* [Assignment] Repeat the listing below in full, keeping each word as given.

* [Available data]
PR #1089, opened 2020-11-02
add github actions workflows

ryzokuken:
Only one action remains to be ported, which is WIP. It'll need me to check out how GitHub Secrets work.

* [Output below]
PR #1089, opened 2020-11-02
add github actions workflows

ryzokuken:
Only one action remains to be ported, which is WIP. It'll need me to check out how GitHub Secrets work.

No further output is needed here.